How AI will reshape industries, work and markets

May 25, 2023

There’s a great deal of debate about how generative AI like ChatGPT will mature and impact society, employment, inequality, and even ethics and rights. But we can take an educated guess at where AI will exert the most influence in industries in the short to medium term. For example, we know that to tackle growing healthcare costs and inadequacies, we can look to AI for better diagnostics – reducing misdiagnosis, poorly aligned treatments and outcomes – and for improving the administrative and operational efficiency of the system. But how will these different stages of AI’s development affect society overall?

Macro-economic and social conditions

The 2020s are the decade of early AI and climate adaptation. The first real debates on the broader ethics and implications of AI are already occurring with Biden’s administration discussing regulation, with a broad call for a “pause” in AI development and broader regulatory moves in the EU and China. On climate, with extreme weather events increasing and increased movement of eco-refugees, the debate on effective climate response will also intensify while markets focus on the immense wealth creation opportunities that technology like AI promotes.

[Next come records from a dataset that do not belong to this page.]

PR #702, opened 2017-07-13
Plug in the Authorization Module in keyserver.go

cesarghali:
This PR plugs in the authorization module implemented in #698 in `keyserver.go`. This requires changing the authentication module to produce an `*authentication.SecurityContext` object that is passed to the `IsAuthorized` API.


cmd/keytransparency-server/main.go
```diff
@@ -45,7 +46,7 @@ import (
 	"github.com/google/trillian"
 
 	"github.com/golang/glog"
-	"github.com/grpc-ecosystem/go-grpc-prometheus"
+	grpc_prometheus "github.com/grpc-ecosystem/go-grpc-prometheus"
```
gdbelvin: it would be nice to not rename this import if possible

cmd/keytransparency-server/main.go
```diff
@@ -169,6 +170,7 @@ func main() {
 	default:
 		glog.Exitf("Invalid auth-type parameter: %v.", *authType)
 	}
+	authz := authorization.New()
```
gdbelvin: `New()` Uses an empty policy proto right?  aka, default authorization

core/keyserver/keyserver.go
```diff
@@ -229,17 +234,22 @@ func (s *Server) ListEntryHistory(ctx context.Context, in *tpb.ListEntryHistoryR
...
-	case authentication.ErrWrongUser:
-		return nil, grpc.Errorf(codes.PermissionDenied, "Permission denied")
 	case authentication.ErrMissingAuth:
 		return nil, grpc.Errorf(codes.Unauthenticated, "Missing authentication header")
 	default:
 		glog.Warningf("Auth failed: %v", err)
 		return nil, grpc.Errorf(codes.Unauthenticated, "Unauthenticated")
 	}
+	// Validate proper authorization.
+	// TODO: use the correct appID.
```
gdbelvin: AppID is present in the user request `in.AppId`

cmd/keytransparency-server/main.go
cesarghali: Yes, that's correct.

core/keyserver/keyserver.go
cesarghali: Oh, I missed it somehow, thanks for the tip.

PR #876, opened 2017-12-08
Use specific interface 

gdbelvin:
We were using a more general interface (grpc.Client) to the Key Transparency client than needed.


phad:
Travis says:
```
integration/testutil.go:172:21: cannot use cc (type *grpc.ClientConn) as type keytransparency_v1_grpc.KeyTransparencyServiceClient in argument to grpcc.New:
	*grpc.ClientConn does not implement keytransparency_v1_grpc.KeyTransparencyServiceClient (missing GetDomainInfo method)
```

Looks like integration/testutil.go needs an update too.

From an AI perspective, this phase of development means early adopters will argue that their AI-assisted advice is better than that of a lone human. AI-powered doctors, lawyers, wealth managers, architects and consultants are all arguing that they can provide you with a better service because they incorporate AI in their business. This is the era of those with machines versus those without.

The 2030s will be the decade of Agency, where humans individually and at the corporation level increasingly use AI to execute elements of our day-to-day existence or, in the case of businesses, day-to-day operations. Smart assistants will be integrated into our homes, vehicles and devices, and companies will employ a whole range of algorithms, not only for back office and operational elements, but to automate the supply chain itself, from autonomous transportation systems to smart contracts and tokenization of the world.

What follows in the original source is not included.